Only lines holding the word "frontend" are wanted from the records; copy all of them.
===== SOURCE MATERIAL
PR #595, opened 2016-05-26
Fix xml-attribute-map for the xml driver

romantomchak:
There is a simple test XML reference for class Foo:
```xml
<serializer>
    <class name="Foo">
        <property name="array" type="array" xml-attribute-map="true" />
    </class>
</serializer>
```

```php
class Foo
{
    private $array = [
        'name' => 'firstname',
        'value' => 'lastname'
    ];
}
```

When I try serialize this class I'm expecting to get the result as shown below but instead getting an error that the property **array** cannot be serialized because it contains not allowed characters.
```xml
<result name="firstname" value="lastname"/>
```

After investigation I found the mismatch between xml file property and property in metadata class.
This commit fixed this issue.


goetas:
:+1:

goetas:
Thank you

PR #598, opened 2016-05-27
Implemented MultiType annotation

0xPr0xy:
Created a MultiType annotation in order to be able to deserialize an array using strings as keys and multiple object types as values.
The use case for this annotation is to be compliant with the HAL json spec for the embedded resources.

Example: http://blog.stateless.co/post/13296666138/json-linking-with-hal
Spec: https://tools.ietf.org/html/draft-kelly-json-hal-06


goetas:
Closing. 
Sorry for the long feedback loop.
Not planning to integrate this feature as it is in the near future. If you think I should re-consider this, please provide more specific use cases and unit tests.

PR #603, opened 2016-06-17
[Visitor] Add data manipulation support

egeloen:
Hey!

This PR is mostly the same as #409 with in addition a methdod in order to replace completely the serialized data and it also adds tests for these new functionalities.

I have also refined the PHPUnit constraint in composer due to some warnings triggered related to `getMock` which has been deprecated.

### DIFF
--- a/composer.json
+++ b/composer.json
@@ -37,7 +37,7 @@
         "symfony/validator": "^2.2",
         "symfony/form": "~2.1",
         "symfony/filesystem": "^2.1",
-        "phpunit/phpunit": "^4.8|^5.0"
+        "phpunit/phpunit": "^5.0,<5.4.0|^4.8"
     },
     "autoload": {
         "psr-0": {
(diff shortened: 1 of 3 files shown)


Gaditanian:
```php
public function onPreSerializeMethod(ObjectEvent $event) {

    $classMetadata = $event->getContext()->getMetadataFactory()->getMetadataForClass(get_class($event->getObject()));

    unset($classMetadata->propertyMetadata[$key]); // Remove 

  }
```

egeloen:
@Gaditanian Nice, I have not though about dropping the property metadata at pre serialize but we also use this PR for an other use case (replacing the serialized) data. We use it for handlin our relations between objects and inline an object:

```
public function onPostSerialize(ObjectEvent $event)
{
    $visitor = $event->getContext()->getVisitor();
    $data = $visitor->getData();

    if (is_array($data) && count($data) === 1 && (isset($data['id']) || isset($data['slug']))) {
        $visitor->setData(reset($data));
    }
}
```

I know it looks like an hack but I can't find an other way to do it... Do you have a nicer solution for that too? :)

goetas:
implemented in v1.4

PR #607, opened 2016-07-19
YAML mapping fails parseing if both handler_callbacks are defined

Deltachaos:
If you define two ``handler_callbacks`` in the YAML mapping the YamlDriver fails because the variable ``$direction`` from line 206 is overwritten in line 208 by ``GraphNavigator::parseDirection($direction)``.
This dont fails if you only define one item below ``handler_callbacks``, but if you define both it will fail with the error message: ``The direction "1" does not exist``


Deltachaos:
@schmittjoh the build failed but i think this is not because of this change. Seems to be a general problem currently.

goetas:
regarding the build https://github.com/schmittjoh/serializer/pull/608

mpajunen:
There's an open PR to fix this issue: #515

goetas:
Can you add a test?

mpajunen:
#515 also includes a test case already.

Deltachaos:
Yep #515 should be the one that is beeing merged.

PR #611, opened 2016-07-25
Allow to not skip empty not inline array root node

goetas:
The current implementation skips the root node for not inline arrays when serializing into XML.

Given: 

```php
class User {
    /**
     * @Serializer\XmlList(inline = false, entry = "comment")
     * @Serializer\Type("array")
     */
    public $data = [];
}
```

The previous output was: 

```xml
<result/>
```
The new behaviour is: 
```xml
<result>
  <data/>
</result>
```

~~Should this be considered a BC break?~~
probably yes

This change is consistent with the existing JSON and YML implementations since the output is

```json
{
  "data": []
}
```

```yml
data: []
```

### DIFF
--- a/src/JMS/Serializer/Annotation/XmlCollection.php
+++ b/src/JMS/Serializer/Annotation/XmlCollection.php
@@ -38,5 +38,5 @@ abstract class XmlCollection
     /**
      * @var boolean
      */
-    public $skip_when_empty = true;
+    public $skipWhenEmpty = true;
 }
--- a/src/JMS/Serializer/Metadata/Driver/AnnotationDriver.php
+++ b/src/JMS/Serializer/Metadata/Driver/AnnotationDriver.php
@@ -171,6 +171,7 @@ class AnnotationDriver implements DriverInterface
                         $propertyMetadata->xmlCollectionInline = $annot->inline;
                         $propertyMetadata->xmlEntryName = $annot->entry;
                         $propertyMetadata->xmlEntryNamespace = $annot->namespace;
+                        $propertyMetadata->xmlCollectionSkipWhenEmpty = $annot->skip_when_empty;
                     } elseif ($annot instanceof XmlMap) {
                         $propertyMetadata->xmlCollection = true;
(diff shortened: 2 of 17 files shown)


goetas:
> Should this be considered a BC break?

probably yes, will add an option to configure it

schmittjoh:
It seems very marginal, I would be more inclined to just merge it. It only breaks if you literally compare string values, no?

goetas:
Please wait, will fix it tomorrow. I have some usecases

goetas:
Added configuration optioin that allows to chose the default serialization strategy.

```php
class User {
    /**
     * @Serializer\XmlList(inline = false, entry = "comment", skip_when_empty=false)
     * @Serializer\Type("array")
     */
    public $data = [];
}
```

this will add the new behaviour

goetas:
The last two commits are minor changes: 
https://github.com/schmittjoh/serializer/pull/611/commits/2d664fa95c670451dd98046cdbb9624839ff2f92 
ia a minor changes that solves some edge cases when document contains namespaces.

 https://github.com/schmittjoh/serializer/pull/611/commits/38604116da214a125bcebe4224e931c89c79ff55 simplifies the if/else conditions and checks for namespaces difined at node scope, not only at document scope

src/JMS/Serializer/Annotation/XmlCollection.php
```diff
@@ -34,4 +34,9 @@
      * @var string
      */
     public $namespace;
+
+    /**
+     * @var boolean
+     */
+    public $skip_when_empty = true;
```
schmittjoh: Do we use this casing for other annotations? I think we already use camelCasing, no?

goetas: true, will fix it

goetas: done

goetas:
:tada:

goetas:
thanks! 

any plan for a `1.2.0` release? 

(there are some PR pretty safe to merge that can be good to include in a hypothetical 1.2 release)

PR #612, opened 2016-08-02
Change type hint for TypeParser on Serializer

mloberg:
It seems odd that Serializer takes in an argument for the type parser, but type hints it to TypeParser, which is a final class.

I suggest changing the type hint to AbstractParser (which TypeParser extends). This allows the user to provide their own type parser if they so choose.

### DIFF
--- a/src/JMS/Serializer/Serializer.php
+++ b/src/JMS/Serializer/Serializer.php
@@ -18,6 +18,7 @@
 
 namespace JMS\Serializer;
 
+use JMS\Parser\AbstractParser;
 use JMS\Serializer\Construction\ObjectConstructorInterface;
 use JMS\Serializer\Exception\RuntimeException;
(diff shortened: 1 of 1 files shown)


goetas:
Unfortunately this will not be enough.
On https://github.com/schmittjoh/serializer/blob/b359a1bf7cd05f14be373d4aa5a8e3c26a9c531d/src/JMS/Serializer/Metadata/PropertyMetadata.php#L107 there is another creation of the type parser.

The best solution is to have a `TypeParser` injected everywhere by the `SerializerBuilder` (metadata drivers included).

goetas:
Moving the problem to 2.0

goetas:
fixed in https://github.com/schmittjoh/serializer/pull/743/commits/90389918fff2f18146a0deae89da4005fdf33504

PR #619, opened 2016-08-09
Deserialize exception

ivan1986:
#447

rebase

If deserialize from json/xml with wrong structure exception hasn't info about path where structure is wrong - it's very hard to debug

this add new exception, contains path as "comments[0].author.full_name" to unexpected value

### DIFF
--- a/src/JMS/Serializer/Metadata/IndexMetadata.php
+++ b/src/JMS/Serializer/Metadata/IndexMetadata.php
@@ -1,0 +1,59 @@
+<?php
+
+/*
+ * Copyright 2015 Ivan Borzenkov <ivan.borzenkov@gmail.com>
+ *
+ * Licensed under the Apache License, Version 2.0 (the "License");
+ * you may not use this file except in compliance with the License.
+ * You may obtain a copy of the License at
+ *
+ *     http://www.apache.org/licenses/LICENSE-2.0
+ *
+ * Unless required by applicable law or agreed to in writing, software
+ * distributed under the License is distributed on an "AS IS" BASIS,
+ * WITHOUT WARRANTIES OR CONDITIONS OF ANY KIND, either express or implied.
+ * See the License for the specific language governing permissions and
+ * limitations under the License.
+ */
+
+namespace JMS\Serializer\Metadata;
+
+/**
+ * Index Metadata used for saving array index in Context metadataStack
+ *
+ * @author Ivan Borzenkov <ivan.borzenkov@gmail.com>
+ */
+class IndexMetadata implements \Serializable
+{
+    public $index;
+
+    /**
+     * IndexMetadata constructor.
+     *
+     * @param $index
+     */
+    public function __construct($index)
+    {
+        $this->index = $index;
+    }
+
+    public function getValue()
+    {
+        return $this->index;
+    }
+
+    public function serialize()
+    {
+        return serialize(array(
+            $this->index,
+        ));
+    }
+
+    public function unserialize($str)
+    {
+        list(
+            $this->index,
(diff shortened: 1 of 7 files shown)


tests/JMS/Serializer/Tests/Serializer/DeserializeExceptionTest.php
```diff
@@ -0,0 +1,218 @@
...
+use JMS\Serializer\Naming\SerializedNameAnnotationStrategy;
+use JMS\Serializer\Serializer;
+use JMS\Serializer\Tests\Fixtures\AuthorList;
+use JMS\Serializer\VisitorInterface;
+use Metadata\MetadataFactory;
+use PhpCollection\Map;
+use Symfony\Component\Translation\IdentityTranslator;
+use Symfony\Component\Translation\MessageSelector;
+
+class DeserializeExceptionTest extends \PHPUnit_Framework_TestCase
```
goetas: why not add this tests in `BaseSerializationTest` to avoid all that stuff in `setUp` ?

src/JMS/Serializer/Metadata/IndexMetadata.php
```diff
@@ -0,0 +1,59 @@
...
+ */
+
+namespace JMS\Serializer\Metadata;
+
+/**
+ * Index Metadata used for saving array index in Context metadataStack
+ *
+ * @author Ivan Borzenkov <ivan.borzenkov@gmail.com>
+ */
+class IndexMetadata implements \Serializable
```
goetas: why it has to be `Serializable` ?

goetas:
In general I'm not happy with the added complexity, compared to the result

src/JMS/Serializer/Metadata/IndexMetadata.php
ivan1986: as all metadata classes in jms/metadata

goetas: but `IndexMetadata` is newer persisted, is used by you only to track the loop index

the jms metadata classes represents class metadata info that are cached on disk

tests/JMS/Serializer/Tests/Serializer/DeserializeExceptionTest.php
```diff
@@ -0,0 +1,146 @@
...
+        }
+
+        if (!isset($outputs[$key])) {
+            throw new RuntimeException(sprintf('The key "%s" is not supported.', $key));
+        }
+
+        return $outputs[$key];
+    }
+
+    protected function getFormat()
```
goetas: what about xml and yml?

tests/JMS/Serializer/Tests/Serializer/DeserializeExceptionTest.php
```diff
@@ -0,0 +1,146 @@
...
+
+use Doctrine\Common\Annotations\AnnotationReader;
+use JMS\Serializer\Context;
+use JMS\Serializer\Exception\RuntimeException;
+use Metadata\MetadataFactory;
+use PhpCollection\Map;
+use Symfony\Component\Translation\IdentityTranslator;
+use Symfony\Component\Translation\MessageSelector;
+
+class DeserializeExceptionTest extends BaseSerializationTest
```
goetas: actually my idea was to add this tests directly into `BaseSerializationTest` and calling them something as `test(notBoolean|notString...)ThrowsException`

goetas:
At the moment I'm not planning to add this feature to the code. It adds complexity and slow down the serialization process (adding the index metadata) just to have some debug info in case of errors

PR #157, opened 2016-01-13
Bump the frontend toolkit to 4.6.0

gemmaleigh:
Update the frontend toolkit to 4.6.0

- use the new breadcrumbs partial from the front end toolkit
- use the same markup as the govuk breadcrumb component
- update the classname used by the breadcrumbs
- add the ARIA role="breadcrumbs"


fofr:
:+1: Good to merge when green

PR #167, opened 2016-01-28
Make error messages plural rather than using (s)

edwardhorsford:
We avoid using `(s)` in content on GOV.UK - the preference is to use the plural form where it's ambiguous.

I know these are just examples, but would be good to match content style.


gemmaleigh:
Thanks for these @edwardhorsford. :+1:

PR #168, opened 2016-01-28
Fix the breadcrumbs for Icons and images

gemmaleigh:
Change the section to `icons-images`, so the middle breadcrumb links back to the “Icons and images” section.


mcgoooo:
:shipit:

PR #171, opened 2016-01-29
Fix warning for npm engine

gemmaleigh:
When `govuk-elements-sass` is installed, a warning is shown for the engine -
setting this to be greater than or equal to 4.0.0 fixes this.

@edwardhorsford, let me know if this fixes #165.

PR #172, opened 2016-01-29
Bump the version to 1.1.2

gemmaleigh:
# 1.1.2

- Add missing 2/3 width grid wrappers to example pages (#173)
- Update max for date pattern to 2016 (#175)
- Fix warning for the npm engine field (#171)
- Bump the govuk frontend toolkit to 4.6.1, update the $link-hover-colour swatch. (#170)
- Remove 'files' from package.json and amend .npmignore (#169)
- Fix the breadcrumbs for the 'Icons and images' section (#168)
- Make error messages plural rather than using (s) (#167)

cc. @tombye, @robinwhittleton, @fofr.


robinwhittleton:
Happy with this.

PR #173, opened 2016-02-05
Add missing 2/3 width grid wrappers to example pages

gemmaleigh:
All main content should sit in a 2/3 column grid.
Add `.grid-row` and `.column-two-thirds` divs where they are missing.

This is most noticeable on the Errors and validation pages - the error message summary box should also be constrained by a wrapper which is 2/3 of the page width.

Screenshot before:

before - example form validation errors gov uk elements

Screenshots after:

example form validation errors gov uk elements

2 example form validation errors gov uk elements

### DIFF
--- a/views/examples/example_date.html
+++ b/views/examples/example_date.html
==========
## TASK SOLUTION
Bump the frontend toolkit to 4.6.0
Update the frontend toolkit to 4.6.0
- Bump the govuk frontend toolkit to 4.6.1, update the $link-hover-colour swatch. (#170)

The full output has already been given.